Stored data
-----
Issue #8, opened 2023-04-12
Support hex based seeds


scottyeager:
For the purposes of the `farmerbot`, it would be beneficial to support the use of hex based seeds in `grid3_client_ts`.  Many farms have been created using the TF Connect App, whereby the farmer only has a hex secret to work with for their twin and farm.

Since `rmb-rs` [already](https://github.com/threefoldtech/rmb-rs/commit/00fdc4b8b6c10882a4c81f08244de1974008e964) supports this and it's possible to achieve all necessary TF Chain signing activities with a hex secret, I think it should be possible to support it for this client.

AhmedHanafy725:
for the deployment part, it could be supported as well for signing the deployment but the issue is saving the deployment on the kvstore on tfchain. the mnemonic is used as a symmetric key to encrypt the values. so if a user has mnemonic and secret seed for the same account and used them to deploy. both accounts will see the contracts without any problem but the deployed list will be different between them as the keys encrypted by one of them won't be decrypted by the other one.

AhmedHanafy725:
related 
- https://github.com/threefoldtech/tfgrid-sdk-ts/issues/127

AhmedHanafy725:
maybe a suggestion:

- if a mnemonic is provided, convert it to a secret seed.
- if it's a secret seed keep it as is
- always use the seed for the encryption

but this will require migrating all the keys to be encrypted by the seed instead of the mnemonic

MohamedElmdary:
Blocked on some appeared issues described in PR https://github.com/threefoldtech/tfgrid-sdk-ts/pull/1380#issuecomment-1801782457

A-Harby:
I tried using the hex secrets from the Threefold Connect app, but the activate button wasn't enabled.
![image](https://github.com/threefoldtech/tfgrid-sdk-ts/assets/109473873/26656ce3-e4cc-44f6-86fc-cdeaa85b0f7f)

Also, can you link the documents for the hex seeds in the issue?

khaledyoussef24:
am still facing the same issue
![image](https://github.com/threefoldtech/tfgrid-sdk-ts/assets/110984055/b30359fe-eaf6-45f3-9b4d-4ab978d3eed3)

AhmedHanafy725:
@khaledyoussef24 can you please add the steps to reproduce? how did you get the hex seed?

khaledyoussef24:
@AhmedHanafy725 
[...]

PR #1380, opened 2023-11-08
Support hex based seed

MohamedElmdary:
### Description
Support hex based seed in grid_client and migrate keys decryption to use new hex seed.

### Changes
- Migrate keys encryption from mnemonic(Aka. words) into hex seed.
- Update `rmb_direct_client`, `zos module` and `grid_client` to  load mnemonic as hex seed in keyring.
- Handle error in `playground` was thrown whenever we fail to load metadata due to unable to decrypt.

### Related Issues
- https://github.com/threefoldtech/tfgrid-sdk-ts/issues/8

### Checklist
- [ ] Tests included
- [ ] Build pass
- [ ] Documentation


MohamedElmdary:
After Adding the require hex based seed support 2 issue appeared. I think both of them might be caused by the same reason

- When trying to get a deployment
image

- Trying to check if a node has enough storage pool
image

Mahmoud-Emad (approved):

Mahmoud-Emad (changes requested):
Cant we change the validation in the dashboard as we did in the playground?

image

packages/grid_client/src/helpers/utils.ts
```diff
@@ -36,4 +39,15 @@ function log(message) {
   console.log(JSON.stringify(message, null, 2));
 }
 
-export { generateString, getRandomNumber, randomChoice, randomSecret, randomSecretAsHex, randomNonce, log };
+function toHexSeed(mnemonic: string): string {
```
AhmedHanafy725, line 42: is the input only mnemonic? it can be hex seed, please rename it

packages/rmb_direct_client/lib/sign.ts
```diff
@@ -16,10 +15,7 @@ export function sign(payload: string | Uint8Array, signer: KeyringPair) {
   return sigPrefixed;
 }
 
-export async function createShared(pubKey: Uint8Array, mnemonic: string) {
-  const seed = await bip39.mnemonicToSeed(mnemonic);
-  const privateKey = new Uint8Array(seed).slice(0, 32);
-  const pointX = secp.getSharedSecret(privateKey, pubKey);
-  const key = await secp.utils.sha256(pointX.slice(1, 33));
-  return key;
+export function createShared(pubKey: Uint8Array, hexSeed: string) {
```
AhmedHanafy725, line 18: any user can use this client without using the grid client, we shouldn't make work on hex seed only. please handle the both cases

packages/grid_client/src/helpers/migration.ts
```diff
@@ -0,0 +1,37 @@
+import type { GridClient } from "../client";
+
+type GridClientCtor = { new (...args: any[]): GridClient; migrated: Set<string> };
+
+export async function migrateKeysDecryption(this: GridClient, GridClient: GridClientCtor): Promise<void> {
```
AhmedHanafy725, line 5: are we migrating decryption? please use a better name

AhmedHanafy725 (changes requested):

packages/grid_client/src/helpers/utils.ts
```diff
@@ -36,4 +39,15 @@ function log(message) {
...
+  if (validateMnemonic(mnemonic)) {
+    const seed = mnemonicToMiniSecret(mnemonic);
+    const keypair = box.keyPair.fromSecretKey(seed.slice(0, 32));
```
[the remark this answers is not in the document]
-----
Problem to work on:
All of the records should be transcribed exactly, with nothing left out.

Answer for this exercise:
Issue #8, opened 2023-04-12
Support hex based seeds


scottyeager:
For the purposes of the `farmerbot`, it would be beneficial to support the use of hex based seeds in `grid3_client_ts`.  Many farms have been created using the TF Connect App, whereby the farmer only has a hex secret to work with for their twin and farm.

Since `rmb-rs` [already](https://github.com/threefoldtech/rmb-rs/commit/00fdc4b8b6c10882a4c81f08244de1974008e964) supports this and it's possible to achieve all necessary TF Chain signing activities with a hex secret, I think it should be possible to support it for this client.

AhmedHanafy725:
for the deployment part, it could be supported as well for signing the deployment but the issue is saving the deployment on the kvstore on tfchain. the mnemonic is used as a symmetric key to encrypt the values. so if a user has mnemonic and secret seed for the same account and used them to deploy. both accounts will see the contracts without any problem but the deployed list will be different between them as the keys encrypted by one of them won't be decrypted by the other one.

AhmedHanafy725:
related 
- https://github.com/threefoldtech/tfgrid-sdk-ts/issues/127

AhmedHanafy725:
maybe a suggestion:

- if a mnemonic is provided, convert it to a secret seed.
- if it's a secret seed keep it as is
- always use the seed for the encryption

but this will require migrating all the keys to be encrypted by the seed instead of the mnemonic

MohamedElmdary:
Blocked on some appeared issues described in PR https://github.com/threefoldtech/tfgrid-sdk-ts/pull/1380#issuecomment-1801782457

A-Harby:
I tried using the hex secrets from the Threefold Connect app, but the activate button wasn't enabled.
![image](https://github.com/threefoldtech/tfgrid-sdk-ts/assets/109473873/26656ce3-e4cc-44f6-86fc-cdeaa85b0f7f)

Also, can you link the documents for the hex seeds in the issue?

khaledyoussef24:
am still facing the same issue
![image](https://github.com/threefoldtech/tfgrid-sdk-ts/assets/110984055/b30359fe-eaf6-45f3-9b4d-4ab978d3eed3)

AhmedHanafy725:
@khaledyoussef24 can you please add the steps to reproduce? how did you get the hex seed?

khaledyoussef24:
@AhmedHanafy725 
[...]

PR #1380, opened 2023-11-08
Support hex based seed

MohamedElmdary:
### Description
Support hex based seed in grid_client and migrate keys decryption to use new hex seed.

### Changes
- Migrate keys encryption from mnemonic(Aka. words) into hex seed.
- Update `rmb_direct_client`, `zos module` and `grid_client` to  load mnemonic as hex seed in keyring.
- Handle error in `playground` was thrown whenever we fail to load metadata due to unable to decrypt.

### Related Issues
- https://github.com/threefoldtech/tfgrid-sdk-ts/issues/8

### Checklist
- [ ] Tests included
- [ ] Build pass
- [ ] Documentation


MohamedElmdary:
After Adding the require hex based seed support 2 issue appeared. I think both of them might be caused by the same reason

- When trying to get a deployment
image

- Trying to check if a node has enough storage pool
image

Mahmoud-Emad (approved):

Mahmoud-Emad (changes requested):
Cant we change the validation in the dashboard as we did in the playground?

image

packages/grid_client/src/helpers/utils.ts
```diff
@@ -36,4 +39,15 @@ function log(message) {
   console.log(JSON.stringify(message, null, 2));
 }
 
-export { generateString, getRandomNumber, randomChoice, randomSecret, randomSecretAsHex, randomNonce, log };
+function toHexSeed(mnemonic: string): string {
```
AhmedHanafy725, line 42: is the input only mnemonic? it can be hex seed, please rename it

packages/rmb_direct_client/lib/sign.ts
```diff
@@ -16,10 +15,7 @@ export function sign(payload: string | Uint8Array, signer: KeyringPair) {
   return sigPrefixed;
 }
 
-export async function createShared(pubKey: Uint8Array, mnemonic: string) {
-  const seed = await bip39.mnemonicToSeed(mnemonic);
-  const privateKey = new Uint8Array(seed).slice(0, 32);
-  const pointX = secp.getSharedSecret(privateKey, pubKey);
-  const key = await secp.utils.sha256(pointX.slice(1, 33));
-  return key;
+export function createShared(pubKey: Uint8Array, hexSeed: string) {
```
AhmedHanafy725, line 18: any user can use this client without using the grid client, we shouldn't make work on hex seed only. please handle the both cases

packages/grid_client/src/helpers/migration.ts
```diff
@@ -0,0 +1,37 @@
+import type { GridClient } from "../client";
+
+type GridClientCtor = { new (...args: any[]): GridClient; migrated: Set<string> };
+
+export async function migrateKeysDecryption(this: GridClient, GridClient: GridClientCtor): Promise<void> {
```
AhmedHanafy725, line 5: are we migrating decryption? please use a better name

AhmedHanafy725 (changes requested):

packages/grid_client/src/helpers/utils.ts
```diff
@@ -36,4 +39,15 @@ function log(message) {
...
+  if (validateMnemonic(mnemonic)) {
+    const seed = mnemonicToMiniSecret(mnemonic);
+    const keypair = box.keyPair.fromSecretKey(seed.slice(0, 32));
```
[the remark this answers is not in the document]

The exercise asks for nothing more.